第115話 天に還れ

「それにしても少し意外でしたわ」


 リリスティアとロゼリアーナの二人が部屋を後にして、そのまま残ったと思ったクティスリーゼが突然そんな事をソリトに言ってきた。


 その言葉に疑問符が頭の中に浮かび、ソリトは同じ単語を一言だけ繰り返す。


「意外?」

「ええ、今のあなたは他人に冷たい印象でしたが、元魔王四将に壊滅させられた村の人達の話を聞いてかなり怒っているようでしたから。特にルゥちゃんの時は」


 そう言って、優しい笑みを浮かべながらルティアの件に対して、ソリトはクティスリーゼに頭を下げて感謝を述べられた。

 そして、【嵐の勇者】クロンズがソリトに行った所業を同じ国の聖女として非礼し、代わりに元魔王四将を討伐していただきありがとうございます、と謝罪と感謝の礼として再度頭を下げた。


「謝罪は受け取っておく。ただ、補足しておく。村の件は割り切るとしても、あいつの件に関しては間接的だろうと、強姦される前に助けられた筈の状況を助けなかった事が気に食わなかった、それだけだ」

「……やっぱりルゥちゃんが変われたのはあなたのお陰でしたのね」

「は?」

「私、あなたの事がちょっぴり好きになりましたわ」


 クティスリーゼはベッドの上に両手を置いて前傾姿勢を取って目の前までグイッと近付くと、仄かに頬を染めながら告げた。
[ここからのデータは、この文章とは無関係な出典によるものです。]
PR #323866, opened 2024-07-01
vcpkg{,-tool}: miscellaneous fixups

h7x4:
## Description of changes

**Summary:**

- Moved most of the wrapper from vcpkg to vcpkg-tool directly (so you can rely on vcpkg-tool with an external VCPKG_ROOT and not have to repeat the patches)
- Ensure all of the arguments in the (now) vcpkg-tool wrapper is overridable, using envvars prefixed with `NIX` to communicate that these are nix specific.
- Patch some of the vcpkg cmake scripts, to conform the compiler detection to the executable names used in `pkgsCross`.
- Add some missing runtime deps for vcpkg-tool (these are listed as direct dependencies at https://github.com/microsoft/vcpkg/blob/101cc9a69a1061969caf4b73579a34873fdd60fe/scripts/bootstrap.sh#L88-L91 as well as https://github.com/microsoft/vcpkg/blob/101cc9a69a1061969caf4b73579a34873fdd60fe/scripts/azure-pipelines/linux/provision-image.sh#L27)

## Things done

- Built on platform(s)
  - [x] x86_64-linux
  - [ ] aarch64-linux
  - [ ] x86_64-darwin
  - [ ] aarch64-darwin
  - [ ] `sandbox = relaxed`
  - [ ] `sandbox = true`
- [ ] Tested, as applicable:

---

### DIFF
--- a/pkgs/by-name/vc/vcpkg-tool/package.nix
+++ b/pkgs/by-name/vc/vcpkg-tool/package.nix
@@ -5,6 +5,7 @@
 , cacert
 , cmake
 , cmakerc
+, curl
 , fmt
 , git
 , gzip
@@ -12,6 +13,7 @@
 , ninja
 , openssh
 , python3
+, unzip
 , zip
 , zstd
 , extraRuntimeDeps ? []
@@ -55,12 +57,14 @@ stdenv.mkDerivation (finalAttrs: {
     runtimeDeps = [
       cacert
       cmake
+      curl
       git
       gzip
       meson
       ninja
       openssh
       python3
+      unzip
       zip
       zstd
     ] ++ extraRuntimeDeps;
--- a/pkgs/by-name/vc/vcpkg-tool/package.nix
+++ b/pkgs/by-name/vc/vcpkg-tool/package.nix
@@ -16,6 +16,8 @@
 , unzip
 , zip
 , zstd
+, runCommand
+, writeText
 , extraRuntimeDeps ? []
 , doWrap ? true
 }:
@@ -160,6 +162,20 @@ stdenv.mkDerivation (finalAttrs: {
     mv "$out/bin/vcpkg" "$out/bin/.vcpkg-wrapped"
     install -Dm555 "$vcpkgWrapperPath" "$out/bin/vcpkg"
   '';
+
+  passthru.tests = {
+    testWrapper = runCommand "vcpkg-tool-test-wrapper" { buildInputs = [ finalAttrs.finalPackage ];  } ''
+      export NIX_VCPKG_DEBUG_PRINT_ENVVARS=true
+      vcpkg --x-packages-root="test" --x-install-root="test2" contact > "$out"
+
+      cat "$out" | head -n 4 | diff - ${writeText "vcpkg-tool-test-wrapper-expected" ''
+        NIX_VCPKG_DOWNLOADS_ROOT = /homeless-shelter/.vcpkg/root/downloads
+        NIX_VCPKG_BUILDTREES_ROOT = /homeless-shelter/.vcpkg/root/buildtrees
+        NIX_VCPKG_PACKAGES_ROOT = test
+        NIX_VCPKG_INSTALL_ROOT = test2
+      ''}
+    '';
+  };
 
   meta = {
     description = "Components of microsoft/vcpkg's binary";
--- a/pkgs/by-name/vc/vcpkg-tool/package.nix
+++ b/pkgs/by-name/vc/vcpkg-tool/package.nix
@@ -183,7 +183,7 @@ stdenv.mkDerivation (finalAttrs: {
     homepage = "https://github.com/microsoft/vcpkg-tool";
     changelog = "https://github.com/microsoft/vcpkg-tool/releases/tag/${finalAttrs.src.rev}";
     license = lib.licenses.mit;
-    maintainers = with lib.maintainers; [ guekka gracicot ];
+    maintainers = with lib.maintainers; [ guekka gracicot h7x4 ];
     platforms = lib.platforms.all;
   };
 })
--- a/pkgs/by-name/vc/vcpkg-tool/package.nix
+++ b/pkgs/by-name/vc/vcpkg-tool/package.nix
@@ -1,6 +1,7 @@
 { lib
 , stdenv
 , fetchFromGitHub
+, runtimeShell
 , cacert
 , cmake
 , cmakerc
@@ -14,6 +15,7 @@
 , zip
 , zstd
 , extraRuntimeDeps ? []
+, doWrap ? true
 }:
 stdenv.mkDerivation (finalAttrs: {
   pname = "vcpkg-tool";
@@ -46,12 +48,10 @@ stdenv.mkDerivation (finalAttrs: {
   ];
 
 
-  # vcpkg needs two directories to write to that is independent of installation directory.
-  # Since vcpkg already creates $HOME/.vcpkg/ we use that to create a root where vcpkg can write into.
   passAsFile = [ "vcpkgWrapper" ];
   vcpkgWrapper = let
     # These are the most common binaries used by vcpkg
-    # Extra binaries can be added via overlay when needed
+    # Extra binaries can be added through override when needed
     runtimeDeps = [
       cacert
       cmake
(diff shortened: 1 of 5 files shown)


Guekka:
This looks good, thank you! I've been wanting to add XDG compliance for a while
I assume you have tested the changes?

Nitpick: I think `substituteInPlace` is recommended over sed

h7x4:
> This looks good, thank you! I've been wanting to add XDG compliance for a while
> I assume you have tested the changes?

Admittedly, I have not tested with this exact patch. I created the patch out of a bunch of local overrides in a project. I'll try building it with overlayed changes from this PR.

> Nitpick: I think `substituteInPlace` is recommended over sed

Just to be clear, `substituteInPlace` does not allow for regexes. Would you be okay with unrolling `(as|gcc|g++)` to 3 similar copies of `--replace-fail`?

Guekka:
> Just to be clear, substituteInPlace does not allow for regexes. Would you be okay with unrolling (as|gcc|g++) to 3 similar copies of --replace-fail?

Oh, right. I only suggested it because I think it's common in nixpkgs. But actually, I think it might be more obvious this way, so let's keep it like this if you're fine with it

I'll approve once I get a chance to test it, should be pretty soon

h7x4:
On a second note, this is a pretty breaking change since we now do not allow use of `${vcpkg-tool}/bin/vcpkg` with the 4 flags we are setting (I know I at least have used this as an escape hatch in the past, to avoid the overrides in `${vcpkg}/bin/vcpkg`). I think we should write a release note, and maybe document the use of these 4 variables somewhere.

I'm also open to do some kind of magic, where we detect the incoming flags from outside the wrappeer and drop the overrides accordingly. I think it would make for a more native-feeling, seamless experience. But I'm not very confident in my bash skills :sweat_smile: 

I'll mark the PR as draft in the meantime.

gracicot:
@h7x4 This is a breaking change indeed, but I'm open to not break too much if there's benefit. The magic flags seems okay to me. It's not too magic, it just let the users override default locations we set up for them.

Also if `vcpkg-tool` is wrapped by default, I would also provide `vcpkg-tool-unwrapped`, as with other build tools that have a wrapper

For example, I might type such command to manage a private registry:
```
vcpkg --x-builtin-ports-root=./ports --x-builtin-registry-versions-dir=./versions x-add-version --all --verbose
```

Having a unwrapped version would make sense for such scripts

h7x4:
I have added a new part to the wrapper that will loop over the args and detect user-provided versions of the args we override. This should make the UX better, while still ensuring the tool doesn't write to the nix store.

pkgs/by-name/vc/vcpkg-tool/package.nix
```diff
@@ -47,23 +49,100 @@ stdenv.mkDerivation (finalAttrs: {
...
+      }
+    ];
   in ''
-    wrapProgram $out/bin/vcpkg --prefix PATH ${lib.makeBinPath runtimeDeps}
+    #!${runtimeShell}
+
+    NIX_VCPKG_WRITABLE_PATH=''${NIX_VCPKG_WRITABLE_PATH:-''${XDG_CACHE_HOME+"$XDG_CACHE_HOME/vcpkg"}}
+    NIX_VCPKG_WRITABLE_PATH=''${NIX_VCPKG_WRITABLE_PATH:-''${HOME+"$HOME/.vcpkg/root"}}
+    NIX_VCPKG_WRITABLE_PATH=''${NIX_VCPKG_WRITABLE_PATH:-''${TMP}}
+    NIX_VCPKG_WRITABLE_PATH=''${NIX_VCPKG_WRITABLE_PATH:-'/tmp'}
```
Guekka, line 109: For someone who doesn't know well bash, this was not easy to grasp. What do you think of something like this? Longer, but more explicit
```suggestion
    get_vcpkg_path() {
      if [[ -n $NIX_VCPKG_WRITABLE_PATH ]]; then
          echo "$NIX_VCPKG_WRITABLE_PATH"
      elif [[ -n $XDG_CACHE_HOME ]]; then
          echo "$XDG_CACHE_HOME/vcpkg"
      elif [[ -n $HOME ]]; then
          echo "$HOME/.vcpkg/root"
      elif [[ -n $TMP ]]; then
          echo "$TMP"
      else
          echo "/tmp"
      fi
    }

    NIX_VCPKG_WRITABLE_PATH=$(get_vcpkg_path)
```

pkgs/by-name/vc/vcpkg-tool/package.nix
```diff
@@ -47,23 +49,100 @@ stdenv.mkDerivation (finalAttrs: {
...
+                ((i++))
+              fi
+              ;;
+          '';
+        in lib.concatMapStringsSep "\n" f argsWithDefault}
+        *)
+          FINAL_NONMODIFIED_ARGS+=(''${ARGS[i]})
+          ;;
+      esac
+    done
```
Guekka, line 136: This logic is (necessarily) complex. I'm wondering if it's worth writing a test

Guekka (commented):
I think your script has the right idea

pkgs/by-name/vc/vcpkg-tool/package.nix
h7x4: I think it would be nice both for testing and for debugging to provide an environment variable that will debug print the final cli flags in the wrapper before calling `vcpkg`. We could create a test where we set this envvar, and run the tool with a command such as `contact` or `--version`, and then verify that the resulting flags from the debug output looks sane.

What do you think?

Guekka: Sounds good to me

h7x4: I've added a basic test. It should be able to report any syntactic failures of the wrapper in case the script suddenly doesn't run at all, as well as basic functionality errors.

pkgs/by-name/vc/vcpkg-tool/package.nix
```diff
@@ -47,31 +51,139 @@ stdenv.mkDerivation (finalAttrs: {
...
+      elif [[ -n $TMP ]]; then
+          echo "$TMP"
+      else
+          echo "/tmp"
+      fi
+    }
+
+    NIX_VCPKG_WRITABLE_PATH=$(get_vcpkg_path)
+
+    ${lib.concatMapStringsSep "\n" ({ env, default, ... }: ''${env}=''${${env}-"${default}"}'') argsWithDefault}
```
Guekka, line 124: If I'm not mistaken, this expression is repeated thrice and should be extracted to a function

h7x4: We actually use it 4 places at this point. But I am not too sure whether it makes for a good abstraction.

The only thing common between the invocations is that we apply some function for all the arguments with defaults, the function returns a string, and then concatenate with `\n` between. The intent behind the functions are very different. While something like `applyFuncForArgsWithDefaultAndConcat` might save some space, it doesn't save any evaluation time, nor do I think it makes it much clearer to the reader.

But I'd be happy if we could find a better expression

h7x4:
@gracicot: added a `vcpkg-tool-unwrapped` attribute in top-level.

I've added a piece of documentation that will end up in the nixpkgs manual. Built with `nix build .#htmlDocs.nixpkgsManual.x86_64-linux` and verified that the formatting looks sane (but I'd like some verification that the content is reasonable as well)

I can't think of any more changes that I'd like to do before merging this, so I'll undraft the PR. Happy if I could get some more reviews :)

Guekka (approved):
Looks good to me, thank you!

gracicot:
Overlay triplets doesn't seem to work for me. I'm investigating

pkgs/by-name/vc/vcpkg-tool/package.nix
```diff
@@ -47,31 +51,139 @@ stdenv.mkDerivation (finalAttrs: {
...
+    done
+
+    if [ "''${NIX_VCPKG_DEBUG_PRINT_ENVVARS-'false'}" = 'true' ]; then
+      ${lib.concatMapStringsSep "\n" ({ env, ... }: "  " + ''echo "${env} = ''$${env}"'') argsWithDefault}
+      echo ""
+    fi
+
+    exec -a "$0" "${placeholder "out"}/bin/.vcpkg-wrapped" \
+    ${lib.concatMapStringsSep "\n" ({ arg, env, ... }: "  " + ''${arg}="''$${env}" \'') argsWithDefault}
+      "$FINAL_NONMODIFIED_ARGS"
```
gracicot, line 158: Arguments sent from `scripts/buildsystems/vcpkg.cmake` are not forwarded, leading to overlay triplets and target triplets to not work

gracicot (changes requested):

pkgs/by-name/vc/vcpkg/package.nix
```diff
@@ -16,27 +16,29 @@ stdenvNoCC.mkDerivation (finalAttrs: {
...
+  nativeBuildInputs = [ makeWrapper ];
+
+  postPatch = ''
+    substituteInPlace scripts/toolchains/linux.cmake \
+      --replace-fail "aarch64-linux-gnu-as"  "aarch64-unknown-linux-gnu-as" \
+      --replace-fail "aarch64-linux-gnu-gcc" "aarch64-unknown-linux-gnu-gcc" \
+      --replace-fail "aarch64-linux-gnu-g++" "aarch64-unknown-linux-gnu-g++" \
+      --replace-fail "arm-linux-gnueabihf-as"  "armv7l-unknown-linux-gnueabihf-as" \
+      --replace-fail "arm-linux-gnueabihf-gcc" "armv7l-unknown-linux-gnueabihf-gcc" \
+      --replace-fail "arm-linux-gnueabihf-g++" "armv7l-unknown-linux-gnueabihf-g++"
```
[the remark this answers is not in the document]
h7x4: While the binary names might not be nixpkgs-only, I believe they differ from most distros. Ubuntu at least uses the ones specified upstream. I think we should leave them be.

pkgs/by-name/vc/vcpkg-tool/package.nix
h7x4: Thanks for looking into it. I'll have a closer look soon to see if we can make the proposed changes work somehow

pkgs/by-name/vc/vcpkg-tool/package.nix
```diff
@@ -47,31 +51,139 @@ stdenv.mkDerivation (finalAttrs: {
...
+      fi
+    }
+
+    NIX_VCPKG_WRITABLE_PATH=$(get_vcpkg_path)
+
+    ${lib.concatMapStringsSep "\n" ({ env, default, ... }: ''${env}=''${${env}-"${default}"}'') argsWithDefault}
+
+    export PATH="${lib.makeBinPath runtimeDeps}''${PATH:+":$PATH"}"
+
+    ARGS=( "$@" )
```
gracicot, line 128: The problem seems to originate from here. I changed the script to output the values. Here's what I did:
```
ARGS=( "$@" )
echo "REALLY_ALL_ARGS $@"
echo "ARGS ${ARGS}"
```
Here's the output I see in my project:
```
REALLY_ALL_ARGS install --triplet wasm32-unknown-emscripten --vcpkg-root /Users/grc/Workspace/github/nixpkgs/result/share/vcpkg --x-wait-for-lock --x-manifest-root=/Users/grc/Workspace/software/pixmob/apps/visualizer/visualizer-web/packages/vtx --x-install-root=/Users/grc/Workspace/software/pixmob/apps/visualizer/visualizer-web/packages/vtx/build/dev-emscripten/vcpkg_installed --host-triplet=aarch64-darwin-clang --overlay-triplets=/Users/grc/Workspace/software/pixmob/apps/visualizer/visualizer-web/packages/vtx/triplets
ARGS install
```
Here `ARGS` should not be just `install`, it should be an array with all the args above, if I understood the scripts correctly.

pkgs/by-name/vc/vcpkg-tool/package.nix
gracicot: Yes! I'm really looking forward those. It's a good cleanup that was overdue.

pkgs/by-name/vc/vcpkg-tool/package.nix
h7x4: This seems to be an issue indeed. `$ARRAY` only yields the first element of the array, while `${ARRAY[@]}` yields all elements. I seem to have overlooked it for `FINAL_NONMODIFIED_ARGS`, making it so only the first of the non-special arguments are forwarded from the wrapper. I'll push a fix. Does it resolve the overlay issues as well?

gracicot: The updated version seems to work as expected. I approve the changes!

gracicot (approved):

 突然の事にソリトは頭の中が真っ白になり、数秒間だけ呆然とした。


「いや、何処に好きなる要素があった!?」


 突然の女性からの告白。

 ソリトの中に不快感や拒絶感が無いわけではないが、余りにも突飛した状況の方が何故か勝っていた。


「ありましたわよ。冷たい人かと思ったら不器用な優しさが隠れていて逆に可愛く」

「誰が可愛いだ」

「理性的な部分はありますが他人の為に感情的に怒れる人。それと話していると飽きませんし、好きになった人を大事にしてくれそうな感じがしましたわ」

「会話が飽きないのはどうも。だがな、他人の為に怒るのは違う。助けられた状況で手を出さなかったのが気に食わなかったって言ったよな?」

「一緒では?」

「違う、あいつのために怒った訳じゃない!!」

「あら?ですが、図星だから今感情的になっているのでは?」


 目を細め、口元を隠しながらクティスリーゼは言ったが、分かっていて言っているように聞こえたソリト。手の後ろはおそらく、口元をニヤニヤさせている事だろう。そう思っていた矢先、目の前の青髪少女が体を少して丸くし、口からは徐々に荒い呼吸が聞こえてきた。
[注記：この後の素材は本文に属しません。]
PR #324058, opened 2024-07-02
lib.systems: do not confuse isStatic with hasSharedLibraries

tie:
## Description of changes

* isStatic: packages should be statically linked against the dependencies when possible.

* hasSharedLibraries: the platform supports dynamic linking. For example, if set to `false`, things like dlopen do not work. If the package *requires* dynamic linking (e.g. loads plugins), it should be considered unavailable on such platform.

That is, these are two related but distinct concepts. We shouldn’t assume that statically linked system does not support dynamic libraries. For example, GNU/Linux (i.e. glibc) and macOS binaries can be statically linked but have to use dynamic program loader (dyld or ld.so).

Note that it is reasonable to set `hasSharedLibraries = false` on Linux since the entire system is built from source (we can use C library that does not require shared libraries, e.g. musl) and there is a useful subset of packages that works without shared libraries.

This is still a bit ambiguous and naming could be better, but I think it’s a step in the right direction.

## Things done

- Built on platform(s)
  - [ ] x86_64-linux
  - [ ] aarch64-linux
  - [ ] x86_64-darwin
  - [ ] aarch64-darwin
  - [ ] `sandbox = relaxed`
  - [ ] `sandbox = true`
- [ ] Tested, as applicable:

---

### DIFF
--- a/doc/stdenv/meta.chapter.md
+++ b/doc/stdenv/meta.chapter.md
@@ -101,9 +101,28 @@ For example, a package which requires dynamic linking and cannot be linked stati
 ```nix
 {
   meta.platforms = lib.platforms.all;
+  meta.badPlatforms = [{ hasSharedLibraries = false; }];
+}
+```
+
+or
+
+```nix
+{
+  meta.platforms = lib.platforms.all;
   meta.badPlatforms = [ lib.systems.inspect.platformPatterns.isStatic ];
 }
 ```
+
+In the examples above, `lib.systems.inspect.platformPatterns.isStatic` is an alias for `{ isStatic = true; }` platform pattern. The difference between `isStatic` and `hasSharedLibraries` is that:
+
+* isStatic: packages should be statically linked against the dependencies when
+  possible. Dynamic linking may or may not be available.
+
+* hasSharedLibraries: the platform supports dynamic linking. For example, if set
+  to `false`, things like dlopen do not work. If the package *requires* dynamic
+  linking (e.g. must load plugins dynamically), it should be considered
+  unavailable on such platform.
 
 The [`lib.meta.availableOn`](https://github.com/NixOS/nixpkgs/blob/b03ac42b0734da3e7be9bf8d94433a5195734b19/lib/meta.nix#L95-L106) function can be used to test whether or not a package is available (i.e. buildable) on a given platform.
 Some packages use this to automatically detect the maximum set of features with which they can be built.
--- a/lib/systems/inspect.nix
+++ b/lib/systems/inspect.nix
@@ -164,6 +164,10 @@ rec {
   # apply only to the `parsed` field.
 
   platformPatterns = mapAttrs (_: p: { parsed = {}; } // p) {
+    # Matches platforms that are statically linked. That does not imply that
+    # dynamic linking is not supported.
     isStatic = { isStatic = true; };
+    # Matches platforms that support dynamic linking.
+    hasSharedLibraries = { hasSharedLibraries = true; };
   };
 }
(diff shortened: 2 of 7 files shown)


doc/stdenv/meta.chapter.md
```diff
@@ -98,13 +98,32 @@ Hydra will never create prebuilt binaries for these platform types, even if they
...
 ```
 
+In the examples above, `lib.systems.inspect.platformPatterns.isStatic` is an alias for `{ isStatic = true; }` platform pattern. The difference between `isStatic` and `hasSharedLibraries` is that:
+
+* isStatic: packages should be statically linked against the dependencies when
+  possible.
+
+* hasSharedLibraries: the platform supports dynamic linking. For example, if set
+  to `false`, things like dlopen do not work. If the package *requires* dynamic
+  linking (e.g. loads plugins), it should be considered unavailable on such
```
roberth, line 124:
```suggestion
  linking (e.g. must load plugins dynamically), it should be considered unavailable on such
```

I don't want to spend too many words on this, but we can hint a bit:

must: plugins may be optional.
dynamically: maybe the plugins can be linked statically; always plugged in. Linux allows this for its modules.

lib/systems/inspect.nix
```diff
@@ -164,6 +164,10 @@ rec {
   # apply only to the `parsed` field.
 
   platformPatterns = mapAttrs (_: p: { parsed = {}; } // p) {
+    # Matches platforms that are statically linked. That does not mean that
```
roberth, line 167:
```suggestion
    # Matches platforms that are statically linked. That does not imply that
```

doc/stdenv/meta.chapter.md
```diff
@@ -98,13 +98,32 @@ Hydra will never create prebuilt binaries for these platform types, even if they
...
 {
   meta.platforms = lib.platforms.all;
   meta.badPlatforms = [ lib.systems.inspect.platformPatterns.isStatic ];
 }
 ```
 
+In the examples above, `lib.systems.inspect.platformPatterns.isStatic` is an alias for `{ isStatic = true; }` platform pattern. The difference between `isStatic` and `hasSharedLibraries` is that:
+
+* isStatic: packages should be statically linked against the dependencies when
+  possible.
```
roberth, line 120:
```suggestion
  possible. Dynamic linking may or may not be available.
```

roberth (commented):
Just proofreading. I'm not an expert on the topic, but I think you're making sense.

roberth:
`hasSharedLibraries` sounds like a property of a package, rather than a property of the platform. Would `hasDynamicLinker` be better?
(again, not an expert, so use your own judgement)

pkgs/top-level/stage.nix
```diff
@@ -269,14 +274,15 @@ let
...
-    # Currently uses Musl on Linux (couldn’t get static glibc to work).
+    # Fully static packages without shared libraries support.
+    # Currently uses Musl on Linux.
     pkgsStatic = nixpkgsFun ({
       overlays = [ (self': super': {
         pkgsStatic = super';
       })] ++ overlays;
       crossSystem = {
         isStatic = true;
+        hasSharedLibraries = false;
```
alyssais, line 285: Does dlopen not work in pkgsStatic?  IIRC, we can build shared objects for aarch64, but not x86_64, or something like that.

tie: Hm, perhaps renaming `isStatic` to `hasStaticLibraries` (in addition to `hasSharedLibraries`) and adding a new `hasDynamicLinker` attribute would be better (with appropriate asserts, i.e. `hasStaticLibraries || hasSharedLibraries`, `hasSharedLibraries -> hasDynamicLinker`)?

alyssais: I don't think that would make sense, because every environment has static libraries, including the default ones.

 その時、様子の変化を見ていると心の中が異様にざわつき始めるのを、ソリトは感じた。


「そ…それに、んっ!異性に…は、初めて……それで、その…妙に体が熱くなって…はぁはぁ」

「…………それが一番の理由かド変態」

「はぁん………!はぁはぁ…ん、やっぱり…わ、わたくしにこんな性癖を植え付けたあなたに責任を…」

「断る」

「即答!あぁ……コホンッ!と、というのは冗談ですわったい……あぁあなたに付いた嘘だと思うと……!」

「昇天して、天に還れ」

「あぁん!」


 嘘を付いた為に自身のスキルで与えられた痛みを快楽に変換し恍惚な表情で呟くクティスリーゼの言葉を遮って、ソリトは汚物を見るような冷たい眼差しを突き刺すように向け、スパッと切り捨てた。それにゾクゾクしたように再び体を震わせ、その体を抱き締めるクティスリーゼ。
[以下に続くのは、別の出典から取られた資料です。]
PR #324071, opened 2024-07-02
lib/systems: use execline’s exec instead of runtimeShell

tie:
## Description of changes

Changes platform’s emulator to `execline`’s `exec` program instead of `runtimeShell`. This makes it easier to use emulator in contexts where only a program path is accepted, but also avoids some POSIX shell quirks (see [POSIX.1-2024](https://pubs.opengroup.org/onlinepubs/9799919799/utilities/V3_chap02.html#tag_19_09_01_06:~:text=due%20to%20an%20error%20equivalent%20to%20the%20%5BENOEXEC%5D%20error%2C,shell%20invoked%20with%20the%20command%20name%20as%20its%20first%20operand)).

Tested on aarch64-linux with
```
nix build --file pkgs/top-level/release-small.nix
nix build --file . librsvg
```

## Things done

- Built on platform(s)
  - [ ] x86_64-linux
  - [x] aarch64-linux
  - [ ] x86_64-darwin
  - [ ] aarch64-darwin
  - [ ] `sandbox = relaxed`
  - [ ] `sandbox = true`
- [ ] Tested, as applicable:

---

### DIFF
--- a/lib/systems/default.nix
+++ b/lib/systems/default.nix
@@ -282,8 +282,11 @@ let
             };
             wine = (pkgs.winePackagesFor "wine${toString final.parsed.cpu.bits}").minimal;
           in
+          # Note: we guarantee that the return value is either `null` or a path
+          # to an emulator program. That is, if an emulator requires additional
+          # arguments, a wrapper should be used.
           if pkgs.stdenv.hostPlatform.canExecute final
-          then "${pkgs.runtimeShell} -c '\"$@\"' --"
+          then "${pkgs.execline}/bin/exec"
           else if final.isWindows
           then "${wine}/bin/wine${optionalString (final.parsed.cpu.bits == 64) "64"}"
           else if final.isLinux && pkgs.stdenv.hostPlatform.isLinux && final.qemuArch != null


tie:
@Ericson2314, @alyssais, @roberth, ping 👀
The PR has been ready for review for 3 weeks…

roberth:
Sorry about that. I can't always keep up.

Did you try `env --`?
The `--` syntax is also available on darwin.

If that's not a good fit, I'm quite fond of this little program, which I think should always have existed; a simple building block like the `true` and `false` programs, so then I would suggest to make it a proper package, which is easy to find for users when they encounter it in an error message.

tie:
The issue with `${coreutils}/bin/env --` is that, ideally, we want selectEmulator to return an _executable path_ instead of an unstructured string with some extra arguments appended—this just makes it easier to use in some contexts. We’d need some wrapping code to hide the arguments in selectEmulator, so might as well use a program that does execvp and nothing else for `canExecute` branch to avoid unnecessary layers of abstractions and indirection.

That said, I’m not really sure why emulator is a property of the platform and not a package set, i.e. `stdenv.hostPlatform.emulator buildPackages` instead of `buildPackages.emulatorFor stdenv.hostPlatform` with `buildPackages.hostEmulator` defined for convenience.

>so then I would suggest to make it a proper package, which is easy to find for users when they encounter it in an error message.

Sounds good to me, should it be in `by-name` or `build-support`?

roberth:
I see. 

> I’m not really sure why emulator is a property of the platform and not a package set

Me neither. It couples `lib`, which was supposed to be quite independent, to the package set.
We're already trying to get rid of functions in platforms so that equality works, so yeah, I think you're on to something.



> `by-name` or `build-support`?

I see no reason not to use `by-name`, because it can be a proper package.

I did notice that it was had two names, `doexec` and `exec-emulator`.
I think a name like `doexec` makes it more widely applicable.
What do you think of a name like `bin-exec` or `exec-args`?

tie:
Moved to `pkgs/by-name/bi/bin-exec`.

alyssais:
I think we could use the `exec` binary from the execline package.

alyssais:
> this just makes it easier to use in some contexts

What contexts?  Are we sure it's worth it?

Ericson2314 (approved):

alyssais (changes requested):
I think we probably don't need to duplicate the [exec](https://skarnet.org/software/execline/exec.html) program we already have packaged — the package containing it is tiny.

tie:
>I think we probably don't need to duplicate the [exec](https://skarnet.org/software/execline/exec.html) program we already have packaged — the package containing it is tiny.

@alyssais, sounds reasonable. Another motivation for a `bin-exec` program was to allow arguments starting with `-` without wrappers (see https://github.com/NixOS/nixpkgs/pull/324071#issuecomment-2247771353), but currently this won’t work for other emulators (e.g. IIRC wine doesn’t support `--`) so we might as well use execline (although it’s a bit weird that it has its own execvpe implementation).

alyssais (approved):

tie:
@roberth, ping 😅

roberth:
It's probably ok, but how do we test this?
A code comment about that would be helpful, making it easy for any reviewer to test this and merge PRs like this confidently with little effort.

tie:
>It's probably ok, but how do we test this?

@roberth, I don’t think we have any specific tests for emulators right now. I’ve tested the PR with `nix build --file pkgs/top-level/release-small.nix` rebuild on `aarch64-linux` and also `nix build --file . librsvg` (that [uses an emulator in native case](https://github.com/NixOS/nixpkgs/blob/669ce8b640c2ac856f714897aaffc5feb614ad57/pkgs/development/libraries/librsvg/default.nix#L153-L163) as well), but it’s a very brute-force way to test a change.

>>I’m not really sure why emulator is a property of the platform and not a package set
>
>Me neither. It couples lib, which was supposed to be quite independent, to the package set.
>We're already trying to get rid of functions in platforms so that equality works, so yeah, I think you're on to something.

I currently have a few non-trivial refactor PRs open and I don’t want to take on another tree wide change, but I’d like work on moving emulator selection functions from lib to pkgs (and add some tests along the way) once I’ll have enough time for this, unless somebody picks this up before me.

roberth (approved):

Artturin:
Adds 110 paths to drv deps in some cases https://github.com/NixOS/nixpkgs/pull/351768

 仄かに赤く染まっていた頬が薔薇色にまで染め上がっている。

 どこからどう見ても変態だった。


「ひ…酷いですわ…こんな体にしたのは…あなたですのに……責任をと…」

「たった一回で目覚めてんじゃねぇよ!とっとと出ていけ。そして二度と現れるな」

「ん、んっ…はぁ〜」


 これは誰かに見られたら、別の意味でまた有らぬ疑いを持たれかねない状況だった。

 そろそろ黙れ、と青筋を立てながらソリトはクティスリーゼを睨む。


「あん!…また、汚物を見る目が鋭くぅ………はぁはぁ……せ、聖女としてダメですわ……でも……こんな事初めてですの」


 ポッと頬を染めた顔をチラチラとソリトに何度も向け、体をもじもじさせながら突然過去なのか過程なのかを語り出す。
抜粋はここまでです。